Thank you for sharing this.

Nana said...

Oh, I think that is amazing. I am so happy you made that decision. I think she knows what she has done.

Tara Bennett said...

She made a difference in more ways than one. She touched me in so many ways.

I'm sure it was hard for you to see those scars, but I'm glad you were able to realize what a difference they truly made for someone's child.

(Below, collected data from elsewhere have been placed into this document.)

PR #1207, opened 2026-09-16
feature/Log-redaction · L-260916-4837d4 — scrub secrets, safe values

lchoquel:
Adds a redaction processor that every installed sink runs first: secret-bearing text is scrubbed by pattern and by field name, structured values are rendered to safe primitives before the walk, exception text is scrubbed into `exc_text`, and a redaction failure quarantines the record rather than letting it through. It is on by default under `[runtime.log.redaction]` with `extra_patterns` for a deployment's own shapes. The branch also reserves the forwarded mark from field collisions and makes the doctor fallback fire only when no sink is installed.

Closes L-260916-4837d4
Closes L-260916-40bf74
Closes L-260916-7e131d
Closes L-260916-715f62
Advances L-260916-8bcd3f

https://claude.ai/code/session_016gUk6TEF3BG4qc4qeaSfvy

---
## Summary by cubic
Scrubs secrets out of every log record before any sink renders it, configurable under `[runtime.log.redaction]` and on by default, and fixes several log-handling bugs.

**New Features**
- Replaces bearer tokens, api-key and signature headers, OAuth codes, cookies, JSON secret entries, and `sk_` / `plx_sk_` / `pk_` / `bl_` key prefixes with `[REDACTED]` in the message, exception text, and every field string, each family reading the shape a secret is actually written in (quoted cookie crumbs, percent-encoded OAuth codes, `Basic` credentials).
- A field named like a secret loses its value, judged by the name the call used; structured content is scrubbed by name before the dispatch renders it, including content `json` refuses.
- Renders structured values to safe primitives before the walk, cuts cycles with a `[cycle]` marker, and neutralises control characters in field strings.
- If a scrub cannot finish, the record is dropped rather than emitted with what the scrub never read; an unrenderable value becomes an `[UNRENDERABLE: …]` marker and bad format arguments an `[ARGUMENTS WITHHELD]` notice.
- Exception text is scrubbed into `exc_text`; the `otlp` sink emits `exception.type` and `exception.stacktrace`, no `exception.message`, including traceback-less exceptions.

**Bug Fixes**
- A sink processor that raises goes to the processor guard's own diagnostic instead of raising out of the log call.
- A field named `_pipelex_forwarded` is carried under the `field_` prefix instead of rejecting the record from every sink.
- `pipelex doctor` falls back to the console sink only when nothing is installed; a sink that failed during replay is reported and kept.
- `install_sink` removes its processor from a sink whose handler fails to build, and a sink re-installed after a reset gets a fresh handler instead of the teardown's closed one.
- An `extra_patterns` regex matching the empty string is refused at load.

Closes L-260916-4837d4, L-260916-40bf74, L-260916-7e131d, L-260916-715f62, L-260916-8bcd3f.

<sup>Written for commit ee53a29d450ec5db4a39de2f6452e1cb196ec5df. Summary will update on new commits.</sup>

<a href="https://cubic.dev/pr/Pipelex/pipelex/pull/1207?utm_source=github" target="_blank" rel="noopener noreferrer" data-no-image-dialog="true"><picture><source media="(prefers-color-scheme: dark)" srcset="https://www.cubic.dev/buttons/review-in-cubic-dark.svg"><source media="(prefers-color-scheme: light)" srcset="https://www.cubic.dev/buttons/review-in-cubic-light.svg">Review in cubic</picture></a>


lchoquel:
**Review round 2 — profile 4, bar `defects`.** Reviewers: cubic, Codex (review and adversarial), code-review at `medium`, each on `origin/feature/Log-sink-seam..7e8f5b7`. Ten distinct findings after merging; one verifier batch confirmed eight, refuted one as unreachable and read one as a documented limit.

Fixed in 2e5ce988a:

- A field of the record whose own name is a secret's was walked by value only, so `fields={"password": "…"}` and a third-party `extra=` reached the `json` and `otlp` sinks in clear; it is now redacted by name, exactly as a mapping entry is.
- The message of a structured content is rendered from the redacted content, so it no longer carries what `data` lost — a secret nested in an object, or held as a number, is beyond what a pattern reads back out of text.
- The serialised-entry family reads its names in any case, with a dash or an underscore, against a value quoted either way and against a bare number or boolean.
- The processor guard reported a failure through the stdlib's `handleError`, which printed the exception that had just failed on the record's values; it now names the processor and the exception type and quotes nothing.
- A record whose arguments do not fit its format string was left for the handler to fail on, and the stdlib printed every argument raw; it keeps the scrubbed format string and an `[ARGUMENTS WITHHELD: …]` notice.
- One value that refuses to render (a model whose dump raises, an object whose `__str__` raises) quarantined the whole record; it becomes an `[UNRENDERABLE: …]` marker and the rest of the line survives.
- `install_sink` left its processor on a sink whose handler build raised, which `reset` could never reach, so the same sink installed again carried two.
- The `otlp` sink exported only `exception.type` for an exception carrying no traceback, losing its text.

Deferred, with their traces in `wip/structured-logs/review-deferrals.md`: a sink's own processor running after the redaction (refuted as reachable — no sink in the workspace appends one); the `console` sink's Rich traceback rendering from the exception object (a documented limit, carried by its own ledger item); a mapping key that is itself a secret; a control character in a mapping key; the `otlp` sink exporting no exception for a record rebuilt from another process (pre-existing); and a secret nested in text a call rendered itself.

`make agent-check` and `make agent-test` are green at 2e5ce988a.

lchoquel:
**Review round 4 — profile 4, bar `necessity`.** Reviewers: cubic, Codex (review and adversarial), code-review at `medium`, each on `origin/feature/Log-sink-seam..2e5ce988a`. Round 3 had reported its findings without applying them, which holds this round at the same bar rather than letting the ladder climb over work nobody had done — so this round carried them, and its own reviewers raised most of them again. Eleven findings, one verifier batch, eleven confirmed by reproduction and all eleven fixed: eight a way a secret left the process, three a way the redaction destroyed what it was meant to leave alone, and four of them introduced by round 2's own fixes.

Fixed in f522d0093:

- The cookie family, both of its failure modes at once. A crumb holding a quote leaked the rest of the header (`Cookie: session="…"; HttpOnly`), and the same pattern ran to the end of any line whose prose merely said "cookie:" — destroying the sentence, and a secret a later word carried. It now reads a header's own `name=value` crumb grammar, which is what separates a header from a sentence.
- A field carried under the `field_` collision prefix escaped the name check round 2 added, so a record factory that stamps `password` had the caller's field exported in clear. The name is judged as the call spelled it.
- The OAuth `code` class stopped at `%`, so a percent-encoded code passed through untouched whenever the run before the escape was shorter than the minimum length. It is read to the delimiter that ends the parameter.
- The key-prefix family missed the dash spellings actually issued (`sk-proj-…`, `sk-ant-api03-…`), matched ordinary snake_case identifiers (`pk_customer_reference_index`, `bl_run_history_partition`) and dropped the prefix that named the secret instead of keeping it.
- The secret names were read only when something had quoted them — the serialised shape, not the shape a raw request arrives in — so `client_secret=…` in a form body and `access_token=…` in a query string went through. The plain `name=value` form is a family now.
- `Authorization: Basic` and `Authorization: Token` were not scrubbed, the literal word `bearer` being required; Basic decodes to a credential pair in one step.
- `extra_patterns` accepted a pattern matching the empty string: `x*` where `x+` was meant interleaves the redaction text between every two characters of every line for the life of the process.
- A caller's `fields={"data": …}` landed on the attribute the runtime exempts from control-character escaping as its own rendering. `data` is the runtime's name outright now, and a caller's is carried as `field_data`.
- Structured content was redacted by name only where the serialization succeeded, so content `json` refuses fell back to its `repr` with an object-valued secret intact — the one rendering the string families cannot read.
- The quarantine could itself fail, at the stack depth that is the commonest reason the scrub failed at all, and hand a sink a record neither scrubbed nor stripped under a message asserting it had been quarantined. Such a record is dropped.
- A sink installed again after a `reset` was handed back the handler its teardown had closed, which re-installs the `otlp` sink dead: accepting every record, running every filter, exporting none, with nothing raised to say so.

Deferred, with their traces in `wip/structured-logs/review-deferrals.md`, all unverified: the `console` sink's Rich traceback (its own ledger item); a mapping key that is itself a secret and a control character in one; a plugin that reassigns `sink.processors` after the handler is built; `[cycle]`, the one marker Rich deletes; the raw format string a withheld-arguments line keeps; the doctor inferring a failed install's cause from a global; a record held when the boot dies before `install_sink`; and one OTLP test that does not isolate the branch it names.

`make agent-check` and `make agent-test` are green at f522d0093.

I went to a women's conference this weekend and the theme was all about hope. I thought of you almost every single second. Love you.

Alerie said...

I am so sorry that it was so hard for you to see her sweet little body like that. Even though it is such a wonderful thing to do, I think it would be hard on any parent....we are protective by nature. I'm glad that you feel more at peace with your decision now, since you did some research. You, Ryan and Makenzie are going to bless someone and their family for the rest of their lives!! That is so amazing!! What an honor!! You truly will be a hero to them even if they never know you. I think the three of you are heros too and I am sure many others do also!!

Tristan said...

THAT IS SO COOL! You are amazing for sharing your daughter with so many and in so many ways!!!

The House that James Built said...

the three of you did make a huge difference. down the road it will be good for you guys to see who's lives you saved, improved and changed. time doesn't heal all wounds but lets just hope it makes them less raw. i love you. you are such a good woman. i am sooo looking forward to our "playdates" this week!!